Voters also feel that large corporations are using the epidemic to drive up prices and increase profits, according to a survey conducted earlier this month by Progressive Think Tank Data for Progress in partnership with Groundwork Collaborative. At least 60% support both crackdowns against large companies raising taxes as well as unjustly raising prices.
Despite this kind of analysis and overall impression among many voters, most economists go back to Yellen’s point about supply and demand. The recent gains in US retail sales have shown a lasting appetite for spending among Americans. And narrowed profit margins on target corporations have shown that inflation is proving detrimental to some companies.

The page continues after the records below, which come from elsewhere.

PR #138, opened 2020-08-03
Added solution

AndrewPolishchuc:


src/main/java/core/basesyntax/Rectangle.java
```diff
@@ -27,4 +28,34 @@ public Integer getLength() {
...
+        if (this == obj) {
+            return true;
+        }
+        if (obj == null) {
+            return false;
+        }
+        if (obj.getClass().equals(Rectangle.class)) {
+            Rectangle rectangle = (Rectangle) obj;
+            return (color != null && color.equals(rectangle.color)
+                    || (rectangle.color == null && color == null))
```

Biden and Fed Chair Jerome Powell have all said it is the central bank – not the politically elected officials – that has the main responsibility for controlling inflation.
“The reality is that companies are always ‘greedy’ and always trying to maximize profits,” said Mark Goldwyn, senior policy director at a responsible federal budget committee. “The ability to raise prices and therefore gain only if demand supports it.”
‘Greed inflation’ argument
Many of the arguments for “greed inflation” are “unequivocally wrong and misleading,” Furman tweeted earlier this month.
Robert Reich, who served as Secretary of Labor under President Bill Clinton, said legislation could be successful even if companies are not the main problem.
“No one believes that inflation is the main cause of inflation,” said Rich, now a professor of public policy at the University of California, Berkeley. “The real question is whether the power of corporate prices is making matters worse. And there is ample evidence of that.”
Pelosi and his leadership team have had a difficult time gathering votes for the House price increase bill and may decide to pull it off schedule. As this week passes, there is little chance that Republicans will need a vote in the Senate. What’s more, Senate Energy Committee Democratic Chair Joe Manchin told reporters this week that he would like to see evidence of gossip before announcing his support.
Florida Moderate Democrat Stephanie Murphy said “I have some real concerns about the contents of this bill – the ambiguity of what is defined as price increases, as well as potential price controls and regulations that will affect small businesses like real gas station owners”.
The law would give the Federal Trade Commission the power to impose fines on companies that “exploit situations related to fuel emergencies to unreasonably raise prices.” Heat-fuel subsidy funds will be used for low-income people.
Critics say it gives the FTC too much leeway in pricing and could be used to fix prices.
“My concern is that this is how a socialist government works,” said Kathy McMurray Rogers, a top Republican in Washington’s House of Energy and Commerce, at a hearing this week.
That argument resonates beyond GOP.
Such moves could make matters worse – like a long line for gasoline in the 1970s – said Ben Ritz, director of the Center for Funding America’s Future’s Progressive Policy Institute, a center-left group. And if consumers expect shortages, they will go out and try to stockpile more, which could push prices even further, he said.
“The problem is we have a lot of dollars behind very few commodities – I don’t think you can fix it by simply banning price increases in industries where prices are rising,” said Adam Ozimek, chief economist at Economic Innovation Group. “It’s a huge distraction from focusing on the real issues that are driving inflation.”